This lady does know how to light herself up. She has the shrewdness of my neighbour's cat that rolls on its back and swipes at your hand when you go to pet it.
Awesome piece.
Add to this video games like Call of Duty that glorify military violence and war. I recently watched a Youtube clip of Blackwater mercenaries driving over a passing Iraqi woman with relish. The comments were extremely shocking. I remember John Pilger once stating how PR began with Edward Burneys who under the guise of feminism got women to start smoking, called it "torches of freedom". Media does play a role in shaping attitudes.
Jonrich, working toward equal right for all human beings, abolishing religious compulsion, removing the threat of wanton violence, and providing universal education -- none of these are utopian ideas. These all deal with worldly concerns.

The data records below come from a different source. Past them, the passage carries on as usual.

PR #544, opened 2022-11-11
fix: AlertRulev9 JSON schema is not correct

OscarVanL:
There are a couple of mistakes in the Grafana 9 Alerts-As-Code `AlertRulev9` JSON output.

Firstly, the absence of `grafana_alert` means that uploading the output JSON fails with a validation error: `{"message":"unexpected backend type (grafana) for payload type (lotex)","traceID":""}`, which specifically is [this error in Grafana](https://github.com/grafana/grafana/blob/718620c197614f94dd15231790fc6530c3cc8b8a/pkg/services/ngalert/api/errors.go#L20-L25).

Secondly, the fields `noDataState` and `execErrState` were renamed to `no_data_state` and `exec_err_state` in v9, meaning these settings were not applied correctly.

With these changes my alerts upload successfully and appear to be correct, but if I spot further mistakes I'll make follow-up PRs.

### DIFF
--- a/grafanalib/core.py
+++ b/grafanalib/core.py
@@ -1625,15 +1625,17 @@ class AlertRulev9(object):
                 data += [trigger.to_json_data()]
 
         return {
-            "title": self.title,
             "uid": self.uid,
-            "condition": self.condition,
             "for": self.evaluateFor,
             "labels": self.labels,
             "annotations": self.annotations,
-            "data": data,
-            "noDataState": self.noDataAlertState,
-            "execErrState": self.errorAlertState
+            "grafana_alert": {
+                "title": self.title,
+                "condition": self.condition,
+                "data": data,
+                "no_data_state": self.noDataAlertState,
+                "exec_err_state": self.errorAlertState,
+            },
         }
 
 
--- a/grafanalib/tests/test_core.py
+++ b/grafanalib/tests/test_core.py
@@ -901,11 +901,11 @@ def test_alertrulev9():
     )
 
     data = rule.to_json_data()
-    assert data['title'] == title
     assert data['annotations'] == annotations
     assert data['labels'] == labels
     assert data['for'] == "3m"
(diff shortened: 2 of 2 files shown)


JamesGibo:
Thanks for the PR, I will give this a test with my alert rules as I have not seen this issue, but then I am not uploading via the API.

JamesGibo:
> Interesting, how are you uploading the alerts? By provisioning?

Yeah I use the file based provisioning.

OscarVanL:
This looks to be the format that Grafana uses internally, if you open Inspect Element and go to the Alerting tab of Grafana, then search for the request to `/api/ruler/grafana/api/v1/rules?subtype=cortex`, and look at the response body, you can see the JSON structure. For me (Grafana 9.2.3), it matches the structure that this PR uses.

Out of curiosity, if you find one of the alerts you uploaded using file-based provisioning inside this response, what structure does it use?

hugohaa:
Just a FYI I also tested this PR in our project and it's working perfectly. Was having a hard time figuring out what was happened. Thanks!

OscarVanL:
Thanks @hugohaa! Is there any possibility I could get a second look at this PR @JamesGibo?

ran-ka:
We are also using the API to upload our alerts, and had to merge this PR for it to work. Thanks @OscarVanL

JDuskey:
This looks good, and can confirm it fixes errors when pushing alerts to the unified alerting API.

JamesGibo (approved):
Looks good to me, I have not tested the updated JSON format, but will test it before publishing a release

soheil-ta:
@JamesGibo Is there any plan to release the latest version including this fix?
The latest version is 0.7.0 from Nov 2022 which does not include the fix.

urosht:
+1 here, any idea on the next release for this, @JamesGibo?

I am not speaking of "light unto nations". These ideas are no more utopian than wide scale discrimination, wanton violence, ethnocentric and religious nationalism, and lack of universal education. Some of these human rights are already legislated in many countries of the west. I have read that when universal education was introduced in Iran it even allowed women to decrease their fertility rates from 6 to 2 children and made them have more control over their lives. I do not believe that the condition of man is to be resigned to the powers that be, but rather to the good that can be achieved. I don't believe in revolutions or earthly utopias, but change that is possible, one step at a time as long as you know where you're going.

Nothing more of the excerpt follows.